Open [oh-puhn ] (adjective) not closed…having no means of closing or barring…relatively free of obstruction…without restrictions as to who may participate…undecided; unsettled… (from Dictionary.com)

There is a great deal of confusion out there as to what ‘Open’ means, especially in science. The definitions above seem particularly apposite ‘…relatively free of obstruction…’. Certainly undecided or unsettled seems appropriate in some cases. The claims of a journal to be ‘Open Access’ can set off a barrage of comment in the blogosphere.

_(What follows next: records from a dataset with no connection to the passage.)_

Issue #4441, opened 2023-12-25
Dumping estimated parasitics as SPEF


donn:
### Description

You can run `estimate_parasitics` prior to RCX extraction with OpenROAD, however, there isn't a way to dump this data to a SPEF file as far as we can tell. We're trying to bring up a PDK internally and it would be helpful for calibrating the RC values. 

### Suggested Solution

A way to dump the estimated parasitics would be ideal.

maliberty:
There isn't a method currently.  How would you use the spef?  If you just need something like total C that's simpler.

QuantamHD:
I'd also like this

donn:
> There isn't a method currently. How would you use the spef? If you just need something like total C that's simpler.

We're trying to compare the values pre and post-routing (and RCX) to try and calibrate the RC values to try to get the pre-routed values a bit closer to post-route extracted parasitics.

If total C (presuming you meant per-net) can also be dumped the same format pre and post routing and RCX, that would also be helpful as a starting point.

rovinski:
@donn take a look in ORFS where we have a script that does linear correlation between GPL, GRT, and RCX parasitics on both total cap and total res.

[`write_net_rc.tcl`](https://github.com/The-OpenROAD-Project/OpenROAD-flow-scripts/blob/6b53853149d273909d7458f3f6dcba1397767454/flow/util/write_net_rc.tcl) contains a bunch of procs for extracting cap and res for each net.
[`write_net_rc_script.tcl`](https://github.com/The-OpenROAD-Project/OpenROAD-flow-scripts/blob/6b53853149d273909d7458f3f6dcba1397767454/flow/util/write_net_rc_script.tcl) uses those procs to get the GPL, GRT, and RCX cap and res into CSV files.
[`correlateRC.py`](https://github.com/The-OpenROAD-Project/OpenROAD-flow-scripts/blob/6b53853149d273909d7458f3f6dcba1397767454/flow/util/correlateRC.py) does a simple linear regression on the estimated cap and the extracted cap to generate a correlated `setRC.tcl`

[`make correlate_rc`](https://github.com/The-OpenROAD-Project/OpenROAD-flow-scripts/blob/6b53853149d273909d7458f3f6dcba1397767454/flow/util/utils.mk#L46-L48) will run these scripts on a specific design
[...]

PR #5656, opened 2024-08-26
grt/rsz: write spef for estimated parasitics

joaomai:
Fixes https://github.com/The-OpenROAD-Project/OpenROAD/issues/4441.

Added as an option to the estimate_parasitics command, using -spef_file to pass the file path as an argument, writing one or more files based on how many corners there are. 
The information is written to the file during estimation, writing the net data before RC reduction is performed.

I'm unsure about the units in the header, using the same ones from the rcx header currently.


src/rsz/src/Resizer.tcl
```diff
@@ -313,21 +313,26 @@ proc set_wire_rc { args } {
   }
 }
 
-sta::define_cmd_args "estimate_parasitics" { -placement|-global_routing }
+sta::define_cmd_args "estimate_parasitics" { -placement|-global_routing \
+                                            [-spef_file]}
```
maliberty, line 317: [-spef_file filename]

src/rsz/include/rsz/Resizer.hh
```diff
@@ -234,8 +234,8 @@ class Resizer : public dbStaState
   double wireClkCapacitance(const Corner* corner) const;
   double wireClkHCapacitance(const Corner* corner) const;
   double wireClkVCapacitance(const Corner* corner) const;
-  void estimateParasitics(ParasiticsSrc src);
-  void estimateWireParasitics();
+  void estimateParasitics(ParasiticsSrc src, const char* file_path = "");
+  void estimateWireParasitics(const char* path = "");
```
maliberty, line 238: std::string_view is more flexible than char*

src/rsz/include/rsz/Resizer.hh
```diff
@@ -404,6 +404,16 @@ class Resizer : public dbStaState
...
 
+  void openSpefFile(const char* path);
+  void closeSpefFile();
+  void writeSpefHeader(Corner* corner, dbNetwork* network);
+  void writeSpefPorts(Corner* corner, dbNetwork* network);
+  void writeSpefNet(Corner* corner,
+                    const Net* net,
+                    Parasitic* parasitic,
+                    dbNetwork* network,
+                    Parasitics* parasitics);
```
maliberty, line 415: Can the writer be split into its own class?  I don't see a dependency on the rest of resizer in this code and it is shared with grt.

src/rsz/include/rsz/Resizer.hh
```diff
@@ -739,6 +749,9 @@ class Resizer : public dbStaState
 
   dpl::Opendp* opendp_ = nullptr;
 
+  std::map<Corner*, std::ofstream> spef_file;
+  bool write_spef_file;
```
maliberty, line 753: Data members should have a trailing underscore (https://google.github.io/styleguide/cppguide.html#Variable_Names)

maliberty, line 753: Give a default value, eg `bool write_spef_file = false;`.   Is the necessary or is it equivalent to spef_files.empty()?

src/rsz/src/EstimateWireParasitics.cc
```diff
@@ -736,4 +742,184 @@ void Resizer::parasiticsInvalid(const dbNet* net)
...
+      std::string suffix("_");
+      suffix.append(corner->name());
+      if (file_path.find(".spef") != std::string::npos
+          || file_path.find(".SPEF") != std::string::npos) {
+        file_path.insert(file_path.size() - 5, suffix);
+      } else {
+        file_path.append(suffix);
+      }
+
+      spef_file[corner].open(file_path, std::ofstream::out);
```
maliberty, line 766: You should check that open succeeded

src/rsz/src/EstimateWireParasitics.cc
```diff
@@ -736,4 +742,184 @@ void Resizer::parasiticsInvalid(const dbNet* net)
...
+  spef_file[corner] << "*PROGRAM \"OpenROAD\"" << '\n';
+  spef_file[corner] << "*VERSION \"1.0\"" << '\n';
+  spef_file[corner] << "*DESIGN_FLOW \"NAME_SCOPE LOCAL\" \"PIN_CAP NONE\""
+                    << '\n';
+  spef_file[corner] << "*DIVIDER /" << '\n';
+  spef_file[corner] << "*DELIMITER :" << '\n';
+  spef_file[corner] << "*BUS_DELIMITER []" << '\n';
+  spef_file[corner] << "*T_UNIT 1 NS" << '\n';
+  spef_file[corner] << "*C_UNIT 1 PF" << '\n';
+  spef_file[corner] << "*R_UNIT 1 OHM" << '\n';
```
maliberty, line 799: These should come from sta

src/rsz/src/EstimateWireParasitics.cc
```diff
@@ -736,4 +742,184 @@ void Resizer::parasiticsInvalid(const dbNet* net)
...
+  spef_file[corner] << "*L_UNIT 1 HENRY" << '\n';
+  spef_file[corner] << '\n';
+}
+
+void Resizer::writeSpefPorts(Corner* corner, dbNetwork* network)
+{
+  auto pin_iter = network->pinIterator(network->topInstance());
```
maliberty, line 806: sta is old fashioned and this pointer must be freed by the caller.  The easiest is to store the result value in a unique_ptr.

src/rsz/src/EstimateWireParasitics.cc
```diff
@@ -736,4 +742,184 @@ void Resizer::parasiticsInvalid(const dbNet* net)
...
+  while (pin_iter->hasNext()) {
+    sta::Pin* pin = pin_iter->next();
+    odb::dbITerm* iterm = nullptr;
+    odb::dbBTerm* bterm = nullptr;
+    odb::dbModITerm* moditerm = nullptr;
+    odb::dbModBTerm* modbterm = nullptr;
+    network->staToDb(pin, iterm, bterm, moditerm, modbterm);
+
+    spef_file[corner] << bterm->getName() << " ";
+    if (bterm->getIoType() == odb::dbIoType::INPUT) {
```
maliberty, line 817: What if this isn't a bterm?  An iterm is possible and a mod* should be an error.

maliberty (changes requested):

src/grt/include/grt/GlobalRouter.h
```diff
@@ -195,7 +195,7 @@ class GlobalRouter : public ant::GlobalRouteSource
   bool isCoveringPin(Net* net, GSegment& segment);
   std::vector<Net*> initFastRoute(int min_routing_layer, int max_routing_layer);
   void initFastRouteIncr(std::vector<Net*>& nets);
-  void estimateRC();
+  void estimateRC(const char* path = "");
```
QuantamHD, line 198: Can we change this to be std::ostream instead of a path? It makes it way more versatile, and easier to test.

src/rsz/include/rsz/Resizer.hh
maliberty: There is a request to take 
```
 std::map<Corner*, std::ostream*>& spef_files
```
instead of a file_path so that the client can control the output (to a ofstream or a ststream).  The .i could handle setting these up for file based output.

maliberty: Note that  corners could be a subset of all available corners

maliberty: You could keep the write to file version an an overload that uses the other API as its implementation.

rovinski:
Not sure I'm fond of -spef as a flag to `estimate_parasitics`. Couldn't this instead use the existing API by doing `write_spef` after `estimate_parasitics`? You could print a message during `write_spef` indicating what kind of parasitics it's writing (global vs. detailed).

maliberty:
sta reduces the parasitics so you can't write them afterwards except in reduced form which isn't that helpful.

rovinski:
But could you, e.g., just add a Tcl hook or a SWIG hook which determines which function to call? Or are you saying that to write the SPEF without reduced parasitics then it has to be written out immediately?

maliberty:
Yes they have to be written immediately as the unreduced form is not stored anywhere.  Storing it would be quite expensive on the off change someone wants to write them out.

rovinski:
That's fair then.

maliberty:
@joaomai there is some feedback that still needs addressing before this can be merged.

src/grt/src/GlobalRouter.cpp
```diff
@@ -448,18 +450,25 @@ NetRouteMap GlobalRouter::findRouting(std::vector<Net*>& nets,
...
+
+void GlobalRouter::estimateRC(std::map<sta::Corner*, std::ostream*>& spef_files)
 {
   // Remove any existing parasitics.
   sta_->deleteParasitics();
 
   // Make separate parasitics for each corner.
   sta_->setParasiticAnalysisPts(true);
 
+  rsz::SpefWriter spef_writer(logger_, sta_, spef_files);
```
eder-matheus, line 466: Instead of instantiate the SpefWriter here, you could have a single spef_writer on resizer and pass it as a pointer to estimateRC. This way, estimateRC don't need to know about the map of Corner to ostream, since it will be encapsulated on resizer.

src/rsz/src/EstimateWireParasitics.cc
```diff
@@ -272,13 +273,20 @@ void Resizer::ensureParasitics()
 }
 
 void Resizer::estimateParasitics(ParasiticsSrc src)
+{
+  std::map<Corner*, std::ostream*> spef_files;
+  estimateParasitics(src, spef_files);
+}
+
+void Resizer::estimateParasitics(ParasiticsSrc src,
```
eder-matheus, line 281: You can initialize the spef_writer_ here and pass it to the functions, instead of passing the map.

src/grt/src/MakeWireParasitics.cpp
```diff
@@ -74,6 +75,32 @@ MakeWireParasitics::MakeWireParasitics(utl::Logger* logger,
...
+      resizer_(resizer),
+      spef_writer_(spef_writer),
+      sta_(sta),
+      network_(sta_->getDbNetwork()),
+      parasitics_(sta_->parasitics()),
+      arc_delay_calc_(sta_->arcDelayCalc()),
+      min_max_(sta::MinMax::max()),
+      resistor_id_(1)
+{
+  for (sta::Corner* corner : *sta_->corners()) {
```
eder-matheus, line 98: Why creating a new constructor? Also, I don't think the class constructor should be writing anything related to the spef file.

src/rsz/include/rsz/Resizer.hh
```diff
@@ -739,6 +745,9 @@ class Resizer : public dbStaState
 
   dpl::Opendp* opendp_ = nullptr;
 
+  std::map<Corner*, std::ofstream> spef_file;
```
eder-matheus, line 748: Should these still be here? They seem to be owned by SpefWriter class now.

eder-matheus (changes requested):

src/rsz/src/EstimateWireParasitics.cc
```diff
@@ -457,6 +474,9 @@ void Resizer::makePadParasitic(const Net* net)
 
     // Use a small resistor to keep the connectivity intact.
     parasitics_->makeResistor(parasitic, 1, .001, n1, n2);
+    if (spef_writer_) {
```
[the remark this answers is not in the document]
joaomai: I don't have access to the spef_files_ map outside the rsz::estimateParasitics function. I think it's simpler to not initialize the spef_writer on line 284 if the received map is empty.

Also, maybe I should change the name from spef_files_ to spef_streams_ since it will not be necessarily written to a file now that it's using std::ostream*?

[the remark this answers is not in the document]
eder-matheus: Sounds good.

src/rsz/src/Resizer.i
```diff
@@ -331,12 +332,42 @@ wire_clk_capacitance(const Corner *corner)
...
+        if (file_path.find(".spef") != std::string::npos
+            || file_path.find(".SPEF") != std::string::npos) {
+          file_path.insert(file_path.size() - 5, suffix);
+        } else {
+          file_path.append(suffix);
+        }
+
+        std::ofstream* file = new std::ofstream(file_path);
+
+        if (file->is_open()) {
```
eder-matheus, line 357: Should it be an error if the file isn't open?

src/rsz/src/SpefWriter.cc
```diff
@@ -0,0 +1,246 @@
...
+
+void SpefWriter::writeSpefPorts(Corner* corner)
+{
+  auto it = spef_files_.find(corner);
+  if (it == spef_files_.end()) {
+    return;
+  }
+  std::ostream& stream = *it->second;
+
+  auto pin_iter = network_->pinIterator(network_->topInstance());
```
eder-matheus, line 104: Using a std::unique_ptr here, as suggested by @maliberty, is clearer and remove the need for the `delete` in the end of the function.

eder-matheus (changes requested):

src/rsz/src/EstimateWireParasitics.cc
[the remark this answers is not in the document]
eder-matheus: This comment wasn't addressed yet.

eder-matheus (approved):

eder-matheus:
@maliberty Any more comments? I believe we need your approval to merge this PR.

src/rsz/include/rsz/SpefWriter.hh
```diff
@@ -0,0 +1,81 @@
...
+
+class SpefWriter
+{
+ public:
+  SpefWriter(Logger* logger,
+             dbSta* sta,
+             std::map<Corner*, std::ostream*>& spef_streams);
+  ~SpefWriter() = default;
+  void writeSpefHeader(Corner* corner);
+  void writeSpefPorts(Corner* corner);
```
maliberty, line 69: These two only use the corner to look up the stream and force the caller to loop over all corners.  It seems simpler to have writeSpefHeaders() & writeSpefPorts() and handle the iteration internally.

Is there a use case where we don't want to write these?  If not they should be automatically handled (eg on first writeSpefNet or construction).

src/rsz/src/SpefWriter.cc
```diff
@@ -0,0 +1,246 @@
...
+
+    if (iterm != nullptr) {
+      stream << iterm->getName() << " ";
+      if (iterm->getIoType() == odb::dbIoType::INPUT) {
+        stream << "I";
+      } else if (iterm->getIoType() == odb::dbIoType::OUTPUT) {
+        stream << "O";
+      } else {
+        stream << "B";
+      }
```
maliberty, line 124: Stylistically I would avoid repeating this block and just get the io type in the iterm/bterm blocks and then convert it to text once afterwards.

src/rsz/src/SpefWriter.cc
```diff
@@ -0,0 +1,246 @@
...
+  stream << '\n';
+}
+
+void SpefWriter::writeSpefNet(Corner* corner,
+                              const Net* net,
+                              Parasitic* parasitic)
+{
+  auto it = spef_streams_.find(corner);
+  if (it == spef_streams_.end()) {
+    return;
```
maliberty, line 152: This seems like an error.

src/rsz/src/SpefWriter.cc
```diff
@@ -0,0 +1,246 @@
...
+      network_->staToDb(pin, iterm, bterm, moditerm, modbterm);
+
+      if (iterm != nullptr) {
+        stream << "*I " << parasitics_->name(node) << " ";
+        if (iterm->getIoType() == odb::dbIoType::INPUT) {
+          stream << "I";
+        } else if (iterm->getIoType() == odb::dbIoType::OUTPUT) {
+          stream << "O";
+        } else {
+          stream << "B";
```
maliberty, line 176: I see this repeats 2X again - it can be factored to a common function.

src/rsz/src/EstimateWireParasitics.cc
```diff
@@ -273,17 +274,37 @@ void Resizer::ensureParasitics()
...
+    spef_writer_ = new SpefWriter(logger_, sta_, spef_streams);
+    for (auto& [corner, _] : spef_streams) {
+      spef_writer_->writeSpefHeader(corner);
+      spef_writer_->writeSpefPorts(corner);
+    }
+  }
+
   switch (src) {
     case ParasiticsSrc::placement:
       estimateWireParasitics();
```
maliberty, line 294: In a future PR it would be good to handle placement based parasitics too.

src/rsz/include/rsz/SpefWriter.hh
```diff
@@ -0,0 +1,81 @@
...
+  void writeSpefNet(Corner* corner, const Net* net, Parasitic* parasitic);
+
+ private:
+  Logger* logger_;
+  dbSta* sta_;
+  dbNetwork* network_;
+  Parasitics* parasitics_;
+
+  std::map<Corner*, std::ostream*>& spef_streams_;
```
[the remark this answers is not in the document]
joaomai: In an earlier comment it was requested to make it a  `std::map<Corner*, std::ostream*>& spef_files` so that the client can control the output.

src/rsz/src/SpefWriter.cc
joaomai: This is here for the case where the caller wants to write only a subset of the available corners using the rsz::estimateWireParastics or grt::estimateRC functions.

src/rsz/src/EstimateWireParasitics.cc
joaomai: It was done by setting a Resizer spef_writer_ member instead of passing the SpefWriter* through functions like in GlobalRouter. I've changed it to be similar to GlobalRouter now.

I'll make a new commit after we end the discussion on the other comments.

src/rsz/src/SpefWriter.cc
maliberty: This seems like the opposite - they are writing a corner they didn't declare any ostream for.  A corner in a subset would be found.

src/rsz/include/rsz/SpefWriter.hh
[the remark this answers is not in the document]
maliberty: I agree to the map of ostreams, just debating the '&'.  Keeping it by reference makes this class vulnerable to the caller deallocating the map before writing is done.

src/rsz/src/SpefWriter.cc
```diff
@@ -58,98 +58,101 @@ SpefWriter::SpefWriter(Logger* logger,
...
-  std::transform(res_unit.begin(), res_unit.end(), res_unit.begin(), ::toupper);
-
-  stream << "*T_UNIT 1 " << time_unit << '\n';
-  stream << "*C_UNIT 1 " << cap_unit << '\n';
-  stream << "*R_UNIT 1 " << res_unit << '\n';
-  stream << '\n';
 }
 
-void SpefWriter::writeSpefPorts(Corner* corner)
+std::string getIoDirectionText(const odb::dbIoType& ioType)
```
maliberty, line 103: char would do for a return type.

maliberty (changes requested):
Nearly there

maliberty (approved):

donn:
Great work!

Whether this makes any difference to the journal is unclear but definitions are clearly important. If my aim here is talk about Open Science then it is sensible to be clear what I mean.

So the following stand as definitions until they need to be changed;

Open Access (of journals, data, or anything else really): Means freely available and accesible to use, re-use, re-distribute, re-mix subject only to a requirement to attribute the work. Essentially as described in the Berlin and Bethesda declarations. Well summarised by Chris Surridge on his blog at PLoS ONE.

Freely accesible: On the web, indexed by search engines, in a useable format, with no requirement to pay for access and no exclusion of any potential users (except perhaps for antisocial behaviour).

Open Notebook Science: This is Jean-Claude Bradley‘s term which I think encompasses much of what I am interested in doing and has been pretty clearly defined (see here and here). To summarise this means that every experiment that is done and every piece of data that is collected is placed online in a freely accessible repository in a timely manner. I would add to this something which I don’t think is explicit in previous definitions but I think is implicit in the way his group works and make their data available. That is that there must be space for interaction, comments, and questions from the outside world.

Open Science is really too woolly a term to mean anything much but it encompasses the movement that is working towards more of the above throughout the science community. Its a good phrase, it captures the imagination, is evocative, and memorable. Its just too big to be pinned down. But its a big set of ideas, so let’s see where it leads us.